The audit database is inspectable directly. Its schema contains no content, message, or text columns:

$ sqlite3 "$HOME/Library/Application Support/crawdad/audit.db" ".schema"
-- Columns: entry_id, timestamp, endpoint, decision,
--          risk_score, content_hash, pii_categories, chain_hash

7. Threat Model

What we protect against

Direct prompt injection and jailbreak attacks — 99.8% detection and 0% false-positive rate on the open 497-attack / 1,172-negative benchmark (contemporary-agent-attacks, CC-BY 4.0, reproducible by any third party). Stack: pattern layers + indirect-injection + code-scanner + PII/credential detector + a fine-tuned DeBERTa-small ML classifier.
Indirect injection from retrieved documents, tool outputs, and file uploads
Role hijacking, authority impersonation, boundary dissolution
PII and credential leakage in agent responses (15 categories)
Encoding obfuscation: zero-width characters, homoglyphs, leetspeak, base64, ROT13, hex, URL-encoding
Session-level escalation attacks across multiple messages
Capability abuse at the tool-call layer (KDL policy, per agent, per workspace)
Memory tampering (Merkle-chained audit log)

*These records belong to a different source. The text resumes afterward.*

PR #2048, opened 2020-12-02
windows conda package through azure

### LINKED ISSUE #2060: PSI4 cmake build does not seem to check if python development is installed.
Hello, 

When building psi4 from source and python development packages are not installed compilation fails (Linux Fedora). Once I installed python-dev all complete successfully.
The complaint from source files  was along the lines

#include<Pyhon.h> not found and then aborts during compilation,

Ideally (IMO)  cmake should check during the configuration phase if all relevant and required package are  installed and abort if not. Perhaps there are more dependencies, but I may already have had them already installed. 

I no longer have the build machine to replicate all the steps, but I suspect amending the root cmake adding find_package with python-dev as REQUIRED (or perhaps via pkg_config)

What we do not protect against

Novel attack shapes not yet in corpus or patterns (signature updates every 4 hours)
Attacks that bypass the proxy entirely (the agent must be pointed at the proxy via its base URL env var)
Zero-day vulnerabilities in the LLM models themselves
Infrastructure compromises below where Crawdad runs (OS, hardware, container host)
Social engineering of human operators
Attacks longer than 192 tokens in the ML layer (pattern-only layers still hit; chunked-scan fallback is post-v0.10.0 work)

8. Deployment Modes

Sidecar (default) — all scanning local on the host, signed counts to the cloud for billing. Every tier from Free to Enterprise runs this way.
Air-gap — fully disconnected. Sidecar runs without any network access; signature updates and metering reconciled offline. Available on Business and Enterprise tiers.

Cloud-hosted inspection (server-side content processing) is not offered. It would violate the zero-knowledge claim — the entire product architecture depends on the trust boundary being on the customer's machine, not on a Crawdad server.